Life is filled with lots of surprises especially when you are surrounded by people. Find a way to be gracious and kind; it could have been the other way around. Accept how flawed we all are; how blemished the universe we live in is; how we are not in control, not even remotely.

I like observing how I behave in the ordinary moments (not that I am satisfied with all my behavior)  – they may not make great paintings that will hang in the Met, but they just might make good people who can change the world.

Good Things To Remember

IMG_3903I love living in a small town. (Even if it’s only part time.) Everyone is friendly; everyone has something to say. This morning, I walked into a jewelry store to pick up a repair. I gave my name for identification, and a man having a new band attached to his watch, asked: “Oh do you live in Sherwood Forest?” “No, but near,” I answered trying not to make a Robin Hood reference. “New people by the name of Shapiro just moved in – must be a relative,” he continued. “I guess, if you go far enough back.” Thanking the salesperson, exiting the store, I added: “but when you meet these new Shapiros tell them there’s another one around.”

End of conversation, but not in my head. Inside, my grandmother and grandfather, Bessie and Louis, were alive. They came to the United States in the early 1900’s along with two million other immigrants from Eastern Europe. Like many of them, my grandparents’ last names were more a function of the whim of an immigration officer rather than a long family history. Not to confuse the issue too deeply, but my grandmother’s maiden name is Shapiro and my grandfather’s brothers are all named Ashepa. I sometimes wonder if my life would be different if my last name began with “A” instead of an “S” and I stood at the head of the line, was the first to be called on during attendance, sat in the first row?
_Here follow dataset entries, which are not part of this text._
PR #110, opened 2018-06-06
fixed link to sample projects in readme

magikMaker:
This fixes the link to the sample projects in the readme file so it also works on npmjs.org


jsdevel:
Thanks!  I'll publish in a bit

magikMaker:
👍great!

PR #127, opened 2018-06-28
Attempt to implement the 'nullable' keyword

lzear:
The [Swagger specification](https://swagger.io/docs/specification/data-models/data-types/) defines a syntax for nullable parameters that differs from JSON-Schema's
```yaml
# In Swagger / OAI 3: 
property: 
  type: string
  nullable: true

# In JSON-schema: 
property: 
  anyOf: 
    - type: string
    - type: 'null'
```
So far, "nullable" is not handled by the packages of this project.
Here is an attempt to convert the OAI syntax to the JSON-schema syntax for nullable parameters.

This should only be applied when using OpenAPI v3


lzear:
@jsdevel thanks a lot!
When is coercion needed exactly? The only use case that I can think of are path parameters.
I'm not sure I'll be able to update it, though it looks like an update is needed.

Also we can add some more tests to the request and response validators when the changes are published, for example by reverting https://github.com/kogosoftwarellc/open-api/commit/b5440025717baaba69937c5ddc0dfcefe77eab5f

jsdevel:
@lzear published `openapi-jsonschema-parameters@0.4.0`.

Coercion is needed to coerce incoming request parameters to their defined type i.e. `?foo=5` should be coerced to `{foo: 5}` instead of `{foo: '5'}`

PR #147, opened 2018-08-01
[openapi-types]: Fill out the OpenAPI v3 Typescript types

fluggo:
Now that the openapi attribute distinguishes v2 from v3, here are the types that belong to it.


jsdevel:
Brilliant!  Thanks @fluggo !

jsdevel:
published as `openapi-types@1.0.4`

PR #157, opened 2018-08-06
export SchemaObject "type" property type

bcrastnopol:
My typescript project wouldn't compile without casting my schema types as "string" | "number" | "boolean" | "object" | "integer" | "null". I created a type to match the one correct string literal locally but this way we can export the correct types in case the spec changes.


jsdevel:
published as `openapi-types@1.0.5`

We’ve lost the name of the little Eastern European town (shtetl) where Bessie and Louis met and married. And whatever relatives who stayed behind are gone – murdered gone – not just gone. But I want to think that their small town was like this one – where people smile and greet you as you walk down the street, where in the supermarket parking lot, shopping carts are returned to the “cart alley”, where the postal person knows your name and helps you tape your package.

I may be idealizing it all, but I like this niceness. There is a wonderful strand of Jewish behavioral teaching, called Mussar that says: You have been given this gift of life in order to repair the world: to leave it better than you found it. We call this Tikun Olam. The uniqueness of Mussar is that it teaches. We do this work of fixing by beginning with ourselves. And we change from the outside in. Do good deeds; act more kindly; speak with compassion; see the image of God in the person walking toward you, and you become a better person and each loving act repairs your self and the world.

It is a good thing for me to remember as we begin this month of Elul, beginning the month long preparation to welcome a New Year and a new opportunity to start again to build goodness into this cosmos. It is a good thing to remember as I return to “civilization”.